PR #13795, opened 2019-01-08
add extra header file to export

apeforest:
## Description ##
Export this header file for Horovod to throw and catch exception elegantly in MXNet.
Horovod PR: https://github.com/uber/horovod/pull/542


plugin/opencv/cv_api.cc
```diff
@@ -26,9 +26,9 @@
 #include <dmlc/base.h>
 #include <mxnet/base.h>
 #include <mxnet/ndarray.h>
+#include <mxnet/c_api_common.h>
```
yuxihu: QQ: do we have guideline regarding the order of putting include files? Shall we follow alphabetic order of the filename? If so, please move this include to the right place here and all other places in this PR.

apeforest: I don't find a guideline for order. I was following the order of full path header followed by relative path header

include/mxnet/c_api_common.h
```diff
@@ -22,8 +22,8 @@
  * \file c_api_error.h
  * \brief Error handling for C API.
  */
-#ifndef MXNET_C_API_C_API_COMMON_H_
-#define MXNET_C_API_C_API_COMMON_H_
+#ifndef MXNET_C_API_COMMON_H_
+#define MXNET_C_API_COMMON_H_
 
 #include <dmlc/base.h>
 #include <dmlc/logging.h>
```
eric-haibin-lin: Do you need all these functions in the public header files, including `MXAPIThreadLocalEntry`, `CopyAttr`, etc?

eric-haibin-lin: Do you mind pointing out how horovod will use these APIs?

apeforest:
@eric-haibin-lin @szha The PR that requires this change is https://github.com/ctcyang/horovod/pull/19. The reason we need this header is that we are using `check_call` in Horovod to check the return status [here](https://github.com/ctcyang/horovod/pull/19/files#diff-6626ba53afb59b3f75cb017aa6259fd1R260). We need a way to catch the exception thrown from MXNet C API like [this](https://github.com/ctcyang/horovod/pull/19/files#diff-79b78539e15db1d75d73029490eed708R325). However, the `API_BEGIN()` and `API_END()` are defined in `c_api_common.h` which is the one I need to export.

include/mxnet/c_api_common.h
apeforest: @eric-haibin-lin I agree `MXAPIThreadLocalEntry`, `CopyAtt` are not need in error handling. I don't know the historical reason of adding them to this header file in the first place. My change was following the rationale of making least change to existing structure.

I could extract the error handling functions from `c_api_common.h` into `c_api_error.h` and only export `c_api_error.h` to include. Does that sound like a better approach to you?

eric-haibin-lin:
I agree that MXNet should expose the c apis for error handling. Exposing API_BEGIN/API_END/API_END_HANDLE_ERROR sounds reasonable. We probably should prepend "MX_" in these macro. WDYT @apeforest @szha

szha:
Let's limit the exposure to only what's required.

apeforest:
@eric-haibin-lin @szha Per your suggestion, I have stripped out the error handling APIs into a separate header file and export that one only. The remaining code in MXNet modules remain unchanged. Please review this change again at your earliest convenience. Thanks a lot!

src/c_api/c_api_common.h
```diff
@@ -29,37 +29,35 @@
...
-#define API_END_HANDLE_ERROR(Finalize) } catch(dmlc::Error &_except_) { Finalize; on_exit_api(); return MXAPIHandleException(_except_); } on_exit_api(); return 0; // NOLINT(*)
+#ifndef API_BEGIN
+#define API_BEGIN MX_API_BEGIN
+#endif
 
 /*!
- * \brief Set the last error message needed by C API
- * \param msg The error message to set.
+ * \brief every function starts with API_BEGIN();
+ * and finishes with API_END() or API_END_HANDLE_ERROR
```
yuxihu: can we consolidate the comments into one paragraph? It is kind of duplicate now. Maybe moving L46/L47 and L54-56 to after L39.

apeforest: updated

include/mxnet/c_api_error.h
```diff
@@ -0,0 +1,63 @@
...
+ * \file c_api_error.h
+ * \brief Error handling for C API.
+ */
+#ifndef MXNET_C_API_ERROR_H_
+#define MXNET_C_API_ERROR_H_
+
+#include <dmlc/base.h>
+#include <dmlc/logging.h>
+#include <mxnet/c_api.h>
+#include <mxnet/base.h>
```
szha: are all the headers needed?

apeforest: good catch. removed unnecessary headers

====================

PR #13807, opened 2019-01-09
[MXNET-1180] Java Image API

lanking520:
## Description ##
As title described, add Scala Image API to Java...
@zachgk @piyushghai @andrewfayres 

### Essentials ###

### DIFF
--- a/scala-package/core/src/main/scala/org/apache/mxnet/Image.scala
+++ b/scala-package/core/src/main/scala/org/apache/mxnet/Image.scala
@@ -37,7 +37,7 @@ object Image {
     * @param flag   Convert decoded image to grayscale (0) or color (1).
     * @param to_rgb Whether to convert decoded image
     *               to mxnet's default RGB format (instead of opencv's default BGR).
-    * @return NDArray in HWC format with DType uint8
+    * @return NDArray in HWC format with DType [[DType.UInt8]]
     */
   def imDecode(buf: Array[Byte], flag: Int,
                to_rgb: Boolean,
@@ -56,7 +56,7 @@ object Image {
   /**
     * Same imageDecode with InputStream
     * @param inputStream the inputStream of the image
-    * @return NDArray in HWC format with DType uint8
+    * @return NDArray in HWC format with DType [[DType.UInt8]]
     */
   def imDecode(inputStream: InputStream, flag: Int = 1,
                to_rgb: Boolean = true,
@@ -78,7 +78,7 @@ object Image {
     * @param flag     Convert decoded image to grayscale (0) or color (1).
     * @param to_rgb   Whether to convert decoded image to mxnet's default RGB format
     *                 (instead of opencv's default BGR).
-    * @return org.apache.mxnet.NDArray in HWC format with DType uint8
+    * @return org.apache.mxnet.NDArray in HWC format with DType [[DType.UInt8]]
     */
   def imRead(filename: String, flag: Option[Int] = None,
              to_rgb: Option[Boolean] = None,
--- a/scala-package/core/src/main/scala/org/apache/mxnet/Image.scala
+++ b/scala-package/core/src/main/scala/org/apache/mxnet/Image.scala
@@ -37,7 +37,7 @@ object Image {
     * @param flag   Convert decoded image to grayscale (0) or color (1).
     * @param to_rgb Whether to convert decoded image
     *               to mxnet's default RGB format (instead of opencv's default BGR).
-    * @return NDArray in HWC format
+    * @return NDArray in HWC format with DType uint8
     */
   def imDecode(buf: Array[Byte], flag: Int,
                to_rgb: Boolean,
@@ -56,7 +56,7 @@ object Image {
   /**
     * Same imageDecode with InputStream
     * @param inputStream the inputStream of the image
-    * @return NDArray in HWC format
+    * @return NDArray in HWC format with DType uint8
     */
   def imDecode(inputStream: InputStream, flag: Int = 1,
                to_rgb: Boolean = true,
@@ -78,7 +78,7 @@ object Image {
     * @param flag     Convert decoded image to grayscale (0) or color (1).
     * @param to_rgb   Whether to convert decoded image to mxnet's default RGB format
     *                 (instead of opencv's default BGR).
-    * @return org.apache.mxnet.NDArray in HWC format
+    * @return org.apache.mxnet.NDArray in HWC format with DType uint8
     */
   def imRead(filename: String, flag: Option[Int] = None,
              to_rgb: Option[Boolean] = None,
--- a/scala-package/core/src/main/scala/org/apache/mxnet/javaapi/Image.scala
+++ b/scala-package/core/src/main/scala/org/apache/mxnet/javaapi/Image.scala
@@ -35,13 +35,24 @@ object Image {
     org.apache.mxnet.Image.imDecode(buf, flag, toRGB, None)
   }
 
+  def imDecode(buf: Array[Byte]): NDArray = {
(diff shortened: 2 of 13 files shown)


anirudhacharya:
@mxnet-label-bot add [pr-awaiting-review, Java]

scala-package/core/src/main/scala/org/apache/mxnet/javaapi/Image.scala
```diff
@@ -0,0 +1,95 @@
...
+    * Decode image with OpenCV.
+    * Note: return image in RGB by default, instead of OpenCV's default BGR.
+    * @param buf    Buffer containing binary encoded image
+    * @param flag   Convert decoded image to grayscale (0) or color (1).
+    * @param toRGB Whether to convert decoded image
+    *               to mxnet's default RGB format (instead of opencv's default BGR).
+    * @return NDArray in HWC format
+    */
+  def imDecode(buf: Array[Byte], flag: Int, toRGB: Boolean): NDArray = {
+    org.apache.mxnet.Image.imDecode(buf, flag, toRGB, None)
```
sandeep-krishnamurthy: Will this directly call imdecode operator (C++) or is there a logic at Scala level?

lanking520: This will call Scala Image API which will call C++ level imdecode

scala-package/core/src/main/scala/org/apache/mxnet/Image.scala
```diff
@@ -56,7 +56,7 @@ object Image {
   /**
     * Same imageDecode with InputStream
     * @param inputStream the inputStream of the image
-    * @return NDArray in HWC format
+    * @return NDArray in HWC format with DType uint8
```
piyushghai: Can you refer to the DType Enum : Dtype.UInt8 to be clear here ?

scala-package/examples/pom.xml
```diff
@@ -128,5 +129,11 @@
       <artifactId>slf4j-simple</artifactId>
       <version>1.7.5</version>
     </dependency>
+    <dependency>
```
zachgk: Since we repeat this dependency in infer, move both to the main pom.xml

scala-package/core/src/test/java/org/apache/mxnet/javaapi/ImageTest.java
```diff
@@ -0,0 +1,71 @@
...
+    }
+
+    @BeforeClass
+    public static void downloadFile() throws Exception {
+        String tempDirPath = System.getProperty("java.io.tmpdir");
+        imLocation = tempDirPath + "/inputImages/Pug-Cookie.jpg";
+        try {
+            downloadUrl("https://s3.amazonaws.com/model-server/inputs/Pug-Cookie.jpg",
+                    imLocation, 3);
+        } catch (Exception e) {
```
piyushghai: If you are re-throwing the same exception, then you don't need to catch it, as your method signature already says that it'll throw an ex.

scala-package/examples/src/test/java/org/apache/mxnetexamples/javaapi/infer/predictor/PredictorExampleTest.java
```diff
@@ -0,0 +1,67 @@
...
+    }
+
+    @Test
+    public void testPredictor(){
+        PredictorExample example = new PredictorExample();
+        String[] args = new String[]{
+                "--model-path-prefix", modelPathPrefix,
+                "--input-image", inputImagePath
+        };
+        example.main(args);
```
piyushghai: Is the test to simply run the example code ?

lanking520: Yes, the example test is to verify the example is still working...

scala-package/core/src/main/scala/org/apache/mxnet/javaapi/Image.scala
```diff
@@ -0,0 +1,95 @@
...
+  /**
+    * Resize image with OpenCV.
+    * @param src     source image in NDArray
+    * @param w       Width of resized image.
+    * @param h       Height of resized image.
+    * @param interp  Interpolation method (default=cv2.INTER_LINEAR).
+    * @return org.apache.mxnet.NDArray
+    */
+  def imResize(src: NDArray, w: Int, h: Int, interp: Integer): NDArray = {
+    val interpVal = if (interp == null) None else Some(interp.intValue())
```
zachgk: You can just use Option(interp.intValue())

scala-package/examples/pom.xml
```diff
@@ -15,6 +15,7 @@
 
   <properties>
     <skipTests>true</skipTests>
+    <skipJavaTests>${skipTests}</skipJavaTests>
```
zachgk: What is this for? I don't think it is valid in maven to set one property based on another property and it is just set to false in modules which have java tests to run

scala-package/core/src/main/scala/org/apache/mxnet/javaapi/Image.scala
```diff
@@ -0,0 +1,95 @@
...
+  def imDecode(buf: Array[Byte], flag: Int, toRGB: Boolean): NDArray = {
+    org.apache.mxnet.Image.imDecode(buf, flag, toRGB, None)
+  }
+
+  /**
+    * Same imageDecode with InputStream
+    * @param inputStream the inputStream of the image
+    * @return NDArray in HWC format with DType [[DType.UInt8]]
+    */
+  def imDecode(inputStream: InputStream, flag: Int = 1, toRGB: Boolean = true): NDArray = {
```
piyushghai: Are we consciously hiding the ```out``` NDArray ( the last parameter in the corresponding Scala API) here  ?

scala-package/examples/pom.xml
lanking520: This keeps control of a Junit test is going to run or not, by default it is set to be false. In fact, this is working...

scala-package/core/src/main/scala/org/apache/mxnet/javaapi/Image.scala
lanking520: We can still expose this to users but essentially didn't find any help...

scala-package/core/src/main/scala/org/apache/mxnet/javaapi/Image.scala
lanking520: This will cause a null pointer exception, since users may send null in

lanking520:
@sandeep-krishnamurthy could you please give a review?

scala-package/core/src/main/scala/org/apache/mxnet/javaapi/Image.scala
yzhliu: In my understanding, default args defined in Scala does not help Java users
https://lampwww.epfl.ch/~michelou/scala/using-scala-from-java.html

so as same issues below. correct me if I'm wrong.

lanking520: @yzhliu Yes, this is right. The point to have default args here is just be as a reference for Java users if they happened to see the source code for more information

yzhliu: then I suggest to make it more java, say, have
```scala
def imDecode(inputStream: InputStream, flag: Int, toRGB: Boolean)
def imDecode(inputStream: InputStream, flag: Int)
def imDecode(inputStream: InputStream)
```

====================

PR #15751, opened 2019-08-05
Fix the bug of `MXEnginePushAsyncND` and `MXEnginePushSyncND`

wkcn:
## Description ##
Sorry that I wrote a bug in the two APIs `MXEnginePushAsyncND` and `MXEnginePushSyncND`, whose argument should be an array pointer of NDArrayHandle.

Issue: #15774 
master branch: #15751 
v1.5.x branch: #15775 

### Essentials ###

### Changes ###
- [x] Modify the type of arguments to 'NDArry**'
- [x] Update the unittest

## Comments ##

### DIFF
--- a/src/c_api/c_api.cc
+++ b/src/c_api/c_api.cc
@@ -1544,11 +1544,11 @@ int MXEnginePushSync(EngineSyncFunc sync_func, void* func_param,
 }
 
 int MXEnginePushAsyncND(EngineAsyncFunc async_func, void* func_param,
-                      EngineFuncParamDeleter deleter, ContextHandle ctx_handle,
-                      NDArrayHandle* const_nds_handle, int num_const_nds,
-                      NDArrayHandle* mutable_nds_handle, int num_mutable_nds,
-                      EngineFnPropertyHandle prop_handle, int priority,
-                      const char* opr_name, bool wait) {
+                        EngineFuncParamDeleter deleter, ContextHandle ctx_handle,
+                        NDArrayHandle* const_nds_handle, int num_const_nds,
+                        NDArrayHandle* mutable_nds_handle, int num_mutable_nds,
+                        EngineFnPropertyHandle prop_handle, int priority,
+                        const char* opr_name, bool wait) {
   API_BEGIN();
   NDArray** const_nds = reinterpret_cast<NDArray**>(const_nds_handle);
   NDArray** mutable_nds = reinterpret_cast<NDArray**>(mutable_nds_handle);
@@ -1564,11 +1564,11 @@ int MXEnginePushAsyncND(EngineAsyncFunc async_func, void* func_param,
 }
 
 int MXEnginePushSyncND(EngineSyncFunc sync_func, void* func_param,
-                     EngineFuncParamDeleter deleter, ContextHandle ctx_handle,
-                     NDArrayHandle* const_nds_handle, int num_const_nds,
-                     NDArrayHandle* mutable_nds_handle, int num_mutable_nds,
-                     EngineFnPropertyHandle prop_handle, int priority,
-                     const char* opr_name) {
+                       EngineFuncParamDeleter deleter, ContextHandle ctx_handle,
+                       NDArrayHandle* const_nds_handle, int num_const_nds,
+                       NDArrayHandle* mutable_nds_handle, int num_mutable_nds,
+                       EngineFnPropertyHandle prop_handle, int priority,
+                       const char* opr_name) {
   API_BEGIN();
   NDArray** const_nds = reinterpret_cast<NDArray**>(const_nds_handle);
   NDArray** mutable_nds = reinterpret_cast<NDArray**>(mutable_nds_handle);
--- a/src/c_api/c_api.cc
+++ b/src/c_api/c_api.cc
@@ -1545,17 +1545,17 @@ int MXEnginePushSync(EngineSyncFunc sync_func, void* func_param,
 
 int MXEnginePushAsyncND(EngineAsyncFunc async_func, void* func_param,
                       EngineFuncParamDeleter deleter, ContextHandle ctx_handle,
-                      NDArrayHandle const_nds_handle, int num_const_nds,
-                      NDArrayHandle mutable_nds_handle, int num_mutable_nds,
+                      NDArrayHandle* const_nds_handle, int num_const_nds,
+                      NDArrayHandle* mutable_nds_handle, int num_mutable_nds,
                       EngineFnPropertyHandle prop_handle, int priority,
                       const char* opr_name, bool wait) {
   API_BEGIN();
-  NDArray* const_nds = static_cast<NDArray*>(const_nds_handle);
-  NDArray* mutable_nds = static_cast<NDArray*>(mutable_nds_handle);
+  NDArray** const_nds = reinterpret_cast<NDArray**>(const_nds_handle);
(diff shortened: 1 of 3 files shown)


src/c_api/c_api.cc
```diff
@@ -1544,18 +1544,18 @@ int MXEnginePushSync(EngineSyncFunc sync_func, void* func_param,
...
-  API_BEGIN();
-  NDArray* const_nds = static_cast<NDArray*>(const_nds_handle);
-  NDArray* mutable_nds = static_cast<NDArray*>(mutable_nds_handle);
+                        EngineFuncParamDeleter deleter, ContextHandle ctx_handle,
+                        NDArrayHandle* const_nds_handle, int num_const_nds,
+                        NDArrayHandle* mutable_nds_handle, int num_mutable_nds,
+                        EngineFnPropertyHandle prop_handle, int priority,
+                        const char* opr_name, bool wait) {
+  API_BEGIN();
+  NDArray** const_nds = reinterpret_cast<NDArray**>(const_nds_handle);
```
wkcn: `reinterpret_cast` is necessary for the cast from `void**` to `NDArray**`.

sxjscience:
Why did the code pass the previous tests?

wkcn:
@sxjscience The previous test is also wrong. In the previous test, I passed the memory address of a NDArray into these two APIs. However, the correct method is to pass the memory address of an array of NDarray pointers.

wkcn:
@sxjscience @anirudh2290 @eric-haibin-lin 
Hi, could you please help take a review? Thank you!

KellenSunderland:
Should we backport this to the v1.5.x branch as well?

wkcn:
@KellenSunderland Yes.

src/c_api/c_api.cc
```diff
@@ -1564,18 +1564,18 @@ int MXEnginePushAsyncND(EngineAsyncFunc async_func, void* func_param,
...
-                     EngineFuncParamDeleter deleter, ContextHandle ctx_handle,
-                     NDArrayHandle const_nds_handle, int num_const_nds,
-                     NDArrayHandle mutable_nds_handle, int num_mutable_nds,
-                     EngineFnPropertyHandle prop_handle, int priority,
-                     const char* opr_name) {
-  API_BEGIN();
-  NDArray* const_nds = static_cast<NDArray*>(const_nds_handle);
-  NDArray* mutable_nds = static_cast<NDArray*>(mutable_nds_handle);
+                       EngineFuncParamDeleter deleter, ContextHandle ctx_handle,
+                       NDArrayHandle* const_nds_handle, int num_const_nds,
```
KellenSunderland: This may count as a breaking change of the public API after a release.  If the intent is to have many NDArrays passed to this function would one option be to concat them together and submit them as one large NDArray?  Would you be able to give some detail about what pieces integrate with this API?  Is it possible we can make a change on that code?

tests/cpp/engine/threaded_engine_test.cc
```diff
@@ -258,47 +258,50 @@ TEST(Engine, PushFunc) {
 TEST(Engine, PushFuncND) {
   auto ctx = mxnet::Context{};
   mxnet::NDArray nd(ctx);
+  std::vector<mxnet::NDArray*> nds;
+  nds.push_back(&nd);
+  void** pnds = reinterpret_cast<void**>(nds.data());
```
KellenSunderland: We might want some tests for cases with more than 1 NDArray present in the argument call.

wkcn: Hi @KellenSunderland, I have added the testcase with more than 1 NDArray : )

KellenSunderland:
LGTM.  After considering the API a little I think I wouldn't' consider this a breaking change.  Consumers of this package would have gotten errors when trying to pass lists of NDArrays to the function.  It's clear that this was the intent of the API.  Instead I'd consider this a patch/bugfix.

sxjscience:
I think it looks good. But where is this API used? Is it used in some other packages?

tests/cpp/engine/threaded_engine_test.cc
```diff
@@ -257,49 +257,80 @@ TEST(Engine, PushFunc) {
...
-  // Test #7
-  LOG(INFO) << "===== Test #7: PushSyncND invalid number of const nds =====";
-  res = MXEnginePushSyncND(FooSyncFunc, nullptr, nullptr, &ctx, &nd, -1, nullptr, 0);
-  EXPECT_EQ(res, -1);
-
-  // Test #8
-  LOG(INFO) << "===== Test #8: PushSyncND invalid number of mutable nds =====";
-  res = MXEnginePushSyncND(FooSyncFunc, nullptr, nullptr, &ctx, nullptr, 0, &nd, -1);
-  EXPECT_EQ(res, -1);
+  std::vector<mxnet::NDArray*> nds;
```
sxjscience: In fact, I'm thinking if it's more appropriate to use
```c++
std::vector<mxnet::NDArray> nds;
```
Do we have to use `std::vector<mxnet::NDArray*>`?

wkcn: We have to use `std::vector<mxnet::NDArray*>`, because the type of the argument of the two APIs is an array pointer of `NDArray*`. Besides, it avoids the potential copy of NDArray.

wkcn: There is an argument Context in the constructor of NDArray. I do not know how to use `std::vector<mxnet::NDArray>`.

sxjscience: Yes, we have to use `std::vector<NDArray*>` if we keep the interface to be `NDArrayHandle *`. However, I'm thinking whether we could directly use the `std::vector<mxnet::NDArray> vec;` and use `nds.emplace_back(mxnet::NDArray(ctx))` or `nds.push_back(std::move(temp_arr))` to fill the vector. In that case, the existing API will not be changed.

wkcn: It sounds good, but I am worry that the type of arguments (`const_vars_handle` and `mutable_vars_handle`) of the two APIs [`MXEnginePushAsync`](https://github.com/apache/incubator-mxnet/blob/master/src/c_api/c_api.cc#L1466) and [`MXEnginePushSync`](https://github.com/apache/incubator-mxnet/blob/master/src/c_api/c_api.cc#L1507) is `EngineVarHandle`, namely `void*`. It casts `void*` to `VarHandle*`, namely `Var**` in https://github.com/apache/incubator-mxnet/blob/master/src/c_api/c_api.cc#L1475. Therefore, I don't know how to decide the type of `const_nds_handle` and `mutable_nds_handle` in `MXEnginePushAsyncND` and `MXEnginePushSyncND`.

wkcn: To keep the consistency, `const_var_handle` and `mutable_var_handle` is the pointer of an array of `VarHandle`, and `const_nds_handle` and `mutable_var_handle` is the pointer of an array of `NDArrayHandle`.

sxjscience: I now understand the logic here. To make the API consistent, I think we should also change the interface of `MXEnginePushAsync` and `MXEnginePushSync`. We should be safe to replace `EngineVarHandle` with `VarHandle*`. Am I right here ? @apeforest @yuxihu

====================

The answer must consist of every line from the data that holds the string "FooSyncFunc".

» **Solution to the problem**
-  res = MXEnginePushSyncND(FooSyncFunc, nullptr, nullptr, &ctx, &nd, -1, nullptr, 0);
-  res = MXEnginePushSyncND(FooSyncFunc, nullptr, nullptr, &ctx, nullptr, 0, &nd, -1);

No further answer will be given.